There are multiple approaches described in the post-match discussion, highlighting the fact that the problem allowed one's creativity to shine. However, the solution described by Endagorion also allows to answer the extra question I posted last week: how short can such sequence of moves be if the amazon starts at a1?

It turns out this shortest sequence is "a1 a2 b3 b4 c5 c6 c5 d4 d3 d4 e5 e6 e5 f4 f3 e5 f6" (16 moves). And to prove this, Endagorion simply runs a breadth-first search over all reachable states of the game. The state of the game, in this case, is the position of the amazon plus the set of positions where the opposite king can be. At first glance it seems like we might get 64*264 states, but in practice the number of reachable states is much, much lower - most likely because the set of reachable squares for the king fills any unattacked area reasonably quickly, and thus we get much fewer possibilities (just 312400 states are reachable, and only 54520 of those are traversed before we find a way to checkmate definitely).

Thanks for reading, and check back in 2017! Happy New Year!

## Monday, December 19, 2016

### An amazon week

On Wednesday, TopCoder SRM 703 - the first TopCoder round after the TCO - took place (problems, results, top 5 on the left). Endagorion has claimed the victory thanks for an amazingly fast solution for the 1000 - he submitted it in just over 7 minutes! It turns out that a similar problem has appeared before, and he could reuse most of the code. Nevertheless, congratulations on the flawless execution!

Codeforces Round 385 on Saturday has gathered 8 nutella-rated participants, including the top 3 (problems, results, top 5 on the left, analysis). Tourist has guaranteed himself the first place in just over an hour, but couldn't solve everything because of extremely tricky geometric problem D. Congratulations on the win!

Here's problem E which has propelled him to the top, in a slightly simplified form: you are given n words with total length up to m, and need to check whether there exists a cyclic string that has at least two different decompositions into those words, in O(nm) time.
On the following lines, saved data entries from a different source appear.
PR #633, opened 2022-09-07
Remove function initial draft

anderson-joyle:
Initial push for [**Remove( DataSource, Record1 [, Record2, ... ] [, All ] )**](https://docs.microsoft.com/en-us/power-platform/power-fx/reference/function-remove-removeif#syntax) implementation.

- Still working on a better way to find matching records.
- Working on adding extra test cases for SDK, compiler and interpreter.
- RemoveAsync returns a Boolean. Maybe there is a better way.
- Good approach to get a range of elements from array.
- Any other improvements.

### DIFF
--- a/src/libraries/Microsoft.PowerFx.Core/Public/Values/CollectionTableValue.cs
+++ b/src/libraries/Microsoft.PowerFx.Core/Public/Values/CollectionTableValue.cs
@@ -127,15 +127,15 @@ namespace Microsoft.PowerFx.Types
             {
                 var deleteList = new List<T>();
 
-                foreach (var current in _enumerator)
+                foreach (var item in _enumerator)
                 {
                     cancel.ThrowIfCancellationRequested();
 
-                    var currentRecord = current as RecordValue;
+                    var dRecord = Marshal(item);
 
-                    if (Matches(currentRecord, recordToRemove))
+                    if (Matches(dRecord.Value, recordToRemove))
                     {
-                        deleteList.Add(current);
+                        deleteList.Add(item);
 
                         if (!all)
                         {
--- a/src/libraries/Microsoft.PowerFx.Core/Public/Values/CollectionTableValue.cs
+++ b/src/libraries/Microsoft.PowerFx.Core/Public/Values/CollectionTableValue.cs
@@ -108,6 +108,41 @@ namespace Microsoft.PowerFx.Types
             }
         }
 
+        public override async Task<DValue<BooleanValue>> RemoveAsync(IEnumerable<FormulaValue> recordsToRemove, bool all = false)
+        {
+            var ret = false;
+
+            if (_sourceList == null || _sourceList.IsReadOnly)
+            {
+                return await base.RemoveAsync(recordsToRemove, all);
+            }
+
+            // !JYL! Needs improvement
+            foreach (RecordValue record in recordsToRemove)
+            {
+                while (true)
+                {
+                    var actual = Find(record);
+
+                    if (actual != null)
+                    {
+                        _sourceList.Remove(MarshalInverse(actual));
+
+                        if (!all)
+                        {
+                            break;
+                        }
+                    }
+                    else
+                    {
+                        break;
+                    }                    
+                }
+            }
+
+            return DValue<BooleanValue>.Of(New(ret));
+        }
+
         protected override async Task<DValue<RecordValue>> PatchCoreAsync(RecordValue baseRecord, RecordValue changeRecord)
         {
             var actual = Find(baseRecord);
--- a/src/libraries/Microsoft.PowerFx.Core/Public/Values/CollectionTableValue.cs
+++ b/src/libraries/Microsoft.PowerFx.Core/Public/Values/CollectionTableValue.cs
@@ -3,6 +3,7 @@
 
 using System;
 using System.Collections.Generic;
+using System.Threading;
 using System.Threading.Tasks;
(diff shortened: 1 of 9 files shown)


BruceHaley:

src/libraries/Microsoft.PowerFx.Interpreter/Functions/Mutation/RemoveFunction.cs
```diff
@@ -0,0 +1,218 @@
...
+                if (lastArgValue.ToUpper() == "ALL")
+                {
+                    all = true;
+                    toExclude = 2;
+                }
+            }
+
+            var datasource = (TableValue)args[0];
+
+            // !JYL! Better approach?
```
MikeStall, line 210: > // !JYL! Better approach? [](http://example.com/codeflow?start=11&length=26)

I think this is actually ok. 
It's still a O[n], traversing the enumeration once. 

The alternative is probably a call to Array.Copy
[https://docs.microsoft.com/en-us/dotnet/api/system.array.copy?view=net-6.0](https://docs.microsoft.com/en-us/dotnet/api/system.array.copy?view=net-6.0)

MikeStall:
>                 Message = $"It is not possible to call {methodName} method from TableValue directly.",

nit: 
better error message, 

"{methodName} is not supported on this table instance."



---
Refers to: src/libraries/Microsoft.PowerFx.Core/Public/Values/TableValue.cs:91 in 53bdf07. [](commit_id = 53bdf07658e027e3cdd82311cf170251cf3c3f4a, deletion_comment = False)

src/libraries/Microsoft.PowerFx.Core/Public/Values/CollectionTableValue.cs
```diff
@@ -108,6 +108,41 @@ record = Marshal(item);
             }
         }
 
+        public override async Task<DValue<BooleanValue>> RemoveAsync(IEnumerable<FormulaValue> recordsToRemove, bool all = false)
+        {
+            var ret = false;
+
+            if (_sourceList == null || _sourceList.IsReadOnly)
```
MikeStall, line 115: >_sourceList.IsReadOnly) [](http://example.com/codeflow?start=39&length=23)

nit: we should check this in the ctor
if (_sourceList.IsReadOnly) { _sourceList  = null}

that can simplify the check on line 78 as well.

src/libraries/Microsoft.PowerFx.Core/Public/Values/CollectionTableValue.cs
```diff
@@ -108,6 +108,41 @@ record = Marshal(item);
             }
         }
 
+        public override async Task<DValue<BooleanValue>> RemoveAsync(IEnumerable<FormulaValue> recordsToRemove, bool all = false)
```
MikeStall, line 111: >RemoveAsync [](http://example.com/codeflow?start=57&length=11)

Looking at these loops reminds me, we should be taking in a CancellationToken parameter (passed in from caller), 
and call 
cancel.ThrowIfCancellationRequested() inside the loop. 
Derived async impls will pass this cancellation token into their network calls.

src/libraries/Microsoft.PowerFx.Core/Public/Values/CollectionTableValue.cs
```diff
@@ -108,6 +108,41 @@ record = Marshal(item);
...
+            // !JYL! Needs improvement
+            foreach (RecordValue record in recordsToRemove)
+            {
+                while (true)
+                {
+                    var actual = Find(record);
+
+                    if (actual != null)
+                    {
+                        _sourceList.Remove(MarshalInverse(actual));
```
MikeStall, line 129: > _sourceList.Remove(MarshalInverse(actual)); [](http://example.com/codeflow?start=23&length=44)

This may not work reliably. 

MarshalInverse can return a new instance of T, which may not Object.Equals match to the T in the list. 


We may need to iterate on _enumerator directly. 

var deleteList = new List<T>();
foreach(var item in _enumerator)
{
  if (Matches(item, record) {
     deleteList.Add(item); 
  }
}

foreach(var delete in deleteList)
{
  // delete is the same object instance as what was in the list. 
  _sourceList.Remove(delete);
}

BruceHaley:

src/libraries/Microsoft.PowerFx.Core/Public/Values/CollectionTableValue.cs
```diff
@@ -108,6 +114,45 @@ record = Marshal(item);
...
+
+            foreach (RecordValue recordToRemove in recordsToRemove)
+            {
+                var deleteList = new List<T>();
+
+                foreach (var current in _enumerator)
+                {
+                    cancel.ThrowIfCancellationRequested();
+
+                    var currentRecord = current as RecordValue;
```
MikeStall, line 134: >r currentRecord = current as RecordValue; [](http://example.com/codeflow?start=22&length=41)

This will frequently fail. 
Marshal() instead?

MikeStall: To see this, 
can you add a test to  DataTableEvalTest that uses Remove on one of those tables?
That test derives from CollectionTableValue where T is not a RecordValue, and should fail here.

BruceHaley:

MikeStall (approved):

For example, for a set {"aa", "aba", "ba", "bab"} the cyclic string "ababa"="babaa" has two decompositions: "aba" + "ba", and "bab" + "aa".

Finally, Open Cup 2016-17 Grand Prix of Peterhof has (probably?) wrapped up 2016 for many ACM ICPC teams (results, top 5 on the left). Problem E was the most unusual and thus the most creative: you needed to give a checkmate to a lone king on a 8x8 chessboard using just one piece: the amazon, that can move both as a queen and as a knight. To makes things harder, you are playing blindfolded and do not know the king's position or moves. More precisely, you are given the initial position of the amazon, and need to output such sequence of at most 50 moves that the king that starts in any position that is not checked by the amazon and makes any legal moves will eventually be checkmated at some point in this sequence, and will not be stalemated before that. Can you figure out how to do it? How short can such sequence of moves be if the amazon starts at a1?

Thanks for reading, and check back next week!

## Sunday, December 18, 2016

### A dfs week

Codeforces Round 383 was the main event of the last week (problems, results, top 5 on the left, analysis).  TooDifficult has regained the second place in the overall rankings thanks to his victory; his 2017 ACM ICPC World Finals rival mnbvmar is now ranked sixth thanks to his second place in this round. Well done!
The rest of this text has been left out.